Comme pour compenser ce scénario conventionnel, Boyle injecte dans son long-métrage toutes ses envies de renouveau formel, en balisant la virée de Spike de moments hallucinés oscillant entre les scènes les plus fortes de 28 jours plus tard et les trips sous acide de Trainspotting, grâce notamment à la technologie qui, couplée à une vingtaine d’iPhone, décuple l’impact des flèches dans les corps des infectés à travers une sorte de semi bullet-time. Si l’effet est sans doute exploité de façon un peu trop mécanique, il s’inscrit dans un tout plus global ayant des airs de found footage barré intégrant au passage plusieurs types d’infectés, des rampe-lents, trop patauds pour représenter une menace, aux terrifiants Alpha dont le seul pas lourd suffit à faire frisonner. Cet apport, très vidéoludique dans l’âme (l’Alpha fait clairement penser au Nemesis de Resident Evil 3), apporte au film cette dangerosité qui donnait déjà aux deux précédents volets ce côté désespéré, autant dans le mode de propagation du virus (une simple goutte de sang suffit) que la rapidité de la transformation ne nécessitant que quelques minutes.

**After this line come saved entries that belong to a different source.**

PR #204, opened 2019-10-18
Add ports for maas-ui

huwshimi:
Multiple ports are required by the maas-ui project.


jpmartinspt:
@huwshimi @squidsoup Do we need to open all these ports in the container for the UI to be usable?

huwshimi:
@jpmartinspt only one port is exposed, the other two are proxied to inside the container, but we can expose those individually as needed.

jpmartinspt:
@huwshimi So basically you might need to exposed them for dev purposes? If that's the case fix the linting and merge ahead!

huwshimi:
@jpmartinspt Yep that's right! Sometimes we'll need to run one of the servers in isolation.

jpmartinspt (approved):

huwshimi:
Thanks @jpmartinspt!

PR #650, opened 2025-02-05
Adds a version metadata to the canonical json so it will be possible to log and identify vocabulary changes

gautierchomel:
As discussed in editor's call.

### DIFF
--- a/a11y-meta-display-guide/2.0/draft/localizations/en-US/display_guide_vocabulary_w3c_en-US.json
+++ b/a11y-meta-display-guide/2.0/draft/localizations/en-US/display_guide_vocabulary_w3c_en-US.json
@@ -3,7 +3,7 @@
         "author": "W3C Publishing Community Group Accessibility Task Force",
         "language": "en-US",
         "variant": "canonical",
-        "version": "2.0",
+        "version": "2.0.a",
         "audience": "general",
         "description": "Original wording discussed by a large group representing different actors of the English-speaking geographies. It has been improved after proof of concept implementations and panel testers"
     },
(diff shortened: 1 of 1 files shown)


a11y-meta-display-guide/2.0/draft/localizations/en-US/display_guide_vocabulary_w3c_en-US.json
```diff
@@ -3,6 +3,7 @@
         "author": "W3C Publishing Community Group Accessibility Task Force",
         "language": "en-US",
         "variant": "canonical",
+        "version": "2.0",
```
clapierre, line 6: We want this initial pre-release to be "0.9"

clapierre: Good question though, since the guide is under the 2.0 directory will this initial release be 2.0 or 1.0?

mattgarrish: I would try to keep the version number the same as the guidelines/techniques otherwise it will get confusing.

So, for the 2.0 release, we'd use 2.0.# for updates. Then if we release a 2.1 of the guidelines and techniques it would go to 2.1.#

If that works, we could always call this 2.0.a for an alpha release and then switch to 2.0.0 or 2.0.1 for the first official release.

clapierre: I am fine with 2.0.a for the alpha release but if we need another would it be 2.0.a.2?

GeorgeKerscher:
I agree with keeping techniques and guidelines in sync with numbering of the identification.
2.a.1 seems fine, because we may need to make changes. I like 2.0.0 for the first approved version.

Best
George

mattgarrish (approved):

PR #656, opened 2025-02-14
added back missing Note

clapierre:
This was accidently removed a couple months ago during a major rewrite.

### DIFF
--- a/a11y-meta-display-guide/2.0/draft/guidelines/index.html
+++ b/a11y-meta-display-guide/2.0/draft/guidelines/index.html
@@ -1098,6 +1098,9 @@
 									data-localization-id="conformance-certifier-credentials"
 									data-localization-mode="compact">The certifier's credential is </span>
 								<span class="placeholder">&lt;certifier credential&gt;</span></p>
+                            <div class="note">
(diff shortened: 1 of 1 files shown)


a11y-meta-display-guide/2.0/draft/guidelines/index.html
```diff
@@ -1098,6 +1098,9 @@ <h5>General conformance</h5>
 									data-localization-id="conformance-certifier-credentials"
 									data-localization-mode="compact">The certifier's credential is </span>
 								<span class="placeholder">&lt;certifier credential&gt;</span></p>
+                            <div class="note">
+								<p>If the certifier has a badge or a credential, then the text is provided. If there is a link to their credential, then this can be provided as a link. If the certifier has a logo or badge, this can be displayed. The display of the logo or badge can be arranged between the certifier and the distributor showing the accessibility metadata.</p>
```
mattgarrish, line 1102: It sounds like there are three scenarios here: text, url, or image. The first two are taken straight from the metadata and the last is a replacement the distributor does based on the text value of the metadata. If so, does it make sense to be a little more explicit, maybe like this:

```suggestion
								<p>If the certifier metadata value is a text-based badge or a credential, then only the text is displayed. If the badge or credential is expressed as a URL, then the URL can be made a link for users to access. The display of image logos or badges is typically arranged between the certifier and the distributor. The distributor would be responsible for identifying the certifier's text credential and replacing it with the image.</p>
```

mattgarrish (approved):

GeorgeKerscher (approved):

gregoriopellegrino (approved):

PR #686, opened 2025-03-31
Add placeholder doc for guidelines implementation report

mattgarrish:
The file to work on will be under the /a11y-meta-display-guide/2.0/implementations/ folder

The URL to it once merged will be https://w3c.github.io/publ-a11y/a11y-meta-display-guide/2.0/implementations/

There's not really anything to review yet as it's just a shell, so you can merge this and start working on it whenever you're ready @GeorgeKerscher

### DIFF
--- a/a11y-meta-display-guide/2.0/implementations/index..html
+++ b/a11y-meta-display-guide/2.0/implementations/index..html
@@ -2,41 +2,58 @@
 <html xmlns="http://www.w3.org/1999/xhtml" lang="en-US" xml:lang="en-US">
 	<head>
 		<meta charset="utf-8" />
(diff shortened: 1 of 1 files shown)


GeorgeKerscher:
I think this is a good start. I find my name there as editor, which is fine. However, There will be a lot of design and CSS considerations that will require a larger group.

One of the first implementations we can show is the viewer Matt developed.

mattgarrish:
I kind of wonder about using respec for this page. It's not a community group report in the usual sense, but using respec requires us to make it one, so have an editors, and abstract, etc. It's not a document that we'd publish in the same way as the guidelines.

Maybe it would be better to export the static html and then trim out all the stuff we don't want?

GeorgeKerscher:
I agree that straight HTML would be better. Less to get in the way.

PR #687, opened 2025-04-01
Fix typos

mickael-menu:
This PR addresses a few typos in the index draft:

- Changed `in it package` to `in its package`
- Changed `distributer` to `distributor`, to be consistent in the document. "Distributer" is an obsolete term.
- Removed an extra parenthesis in `Transcript(s) provided)`
- Removed "No information available" from the [accessibility summary example](https://w3c.github.io/publ-a11y/a11y-meta-display-guide/2.0/draft/guidelines/#sum-examples). It was showing both the state "no information" and an actual content, which was not consistent with the other examples.


clapierre (approved):
Very odd that we had "No information is Available" I wonder if that was a left over from something else. Nice catch.

gautierchomel (approved):

PR #691, opened 2025-04-07
Add entry for the daisy viewer

mattgarrish:
Opening this for input on whether it's sufficient as is or what else we want for these reports.

***

[Preview](https://raw.githack.com/w3c/publ-a11y/impl/daisy-viewer/a11y-meta-display-guide/2.0/implementations/index.html)


clapierre (approved):

mattgarrish:
I had to fix the file name for report (two periods in the extension), so the preview and diff links should now be working.

GeorgeKerscher:
Good start! A few questions:

1. Does the screen shot display a record? If yes, should the output be put in a details element so screen reader users would be able to read the output?
2. Do you want to put in a link to the live viewer online?
3. Do you want to mention that this is an online tool?
4. You say currently accepts , can you expand and say something about a publisher can paste in an ONIX record or an OPF file?
5. I think you should you should say this freely available like all the DAISY tools.

mattgarrish:
@GeorgeKerscher I've made some updates to the section to address your comments. I've added a link to the site and daisy as the owner to a mini info section after the header.

I'm not completely sure what info users are supposed to get from the screenshot, to be honest. I've been treating it as a minor visual aid that people reading this document might look at to get an idea of the formatting. I wasn't thinking they'd try to read the output in the graphic, as it's just a cropped bit of display. I'm assuming they would go to the relevant site to try it out for themselves. Adding a record also means having to maintain it in this site over time. We already have a few (not quite complete) samples for the viewer, so I've just noted those.

GeorgeKerscher:
Excellent improvements! I approve.

GeorgeKerscher (approved):

GeorgeKerscher:
Matt, I think this is good to merge prior to our call on Thursday.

Ses faux airs de The Walking Dead s’estompent alors rapidement pour laisser place à un spectacle sans concession tranchant radicalement avec ce qu’on pouvait craindre : une suite balisée et sans vraie prise de risques. 28 ans plus tard, c’est tout le contraire puisque tout en développant un univers connu via un aspect plus brutal mais aussi plus spirituel par le biais du Dr Kelson, Boyle s’affranchit des derniers films de zombies en piochant davantage dans son cinéma très marqué que dans celui de franchises installées a priori plus bankables. Logique donc que le tout soit clivant et qu’il déçoive autant qu’il fascine, dans ses élans de folie accentués par une bande-son omniprésente, un aspect extrêmement sensitif, son montage frénétique, ses moments de douceur et ce jusqu’à sa fin aussi ouverte qu’un cliffhanger de série annonçant le deuxième volet attendu pour début 2026. Un pari osé pour un film osé mais pouvions-nous seulement attendre autre chose du duo Boyle/Garland ?

Ne cherchant jamais la moindre concession, Alex Garland et Danny Boyle accouchent d’un film totalement fou ne pouvant susciter que des réactions vives et variées. 28 ans plus tard ne suit aucune route prédéfinie et tout en se voulant aussi frontal et désespéré que les deux précédents volets, il témoigne surtout de la volonté de ses créateurs bien décidés à faire un gigantesque doigt d’honneur au tout Hollywood quitte à osciller entre l’expérimentation visuelle et le grand n’importe-quoi complètement barré.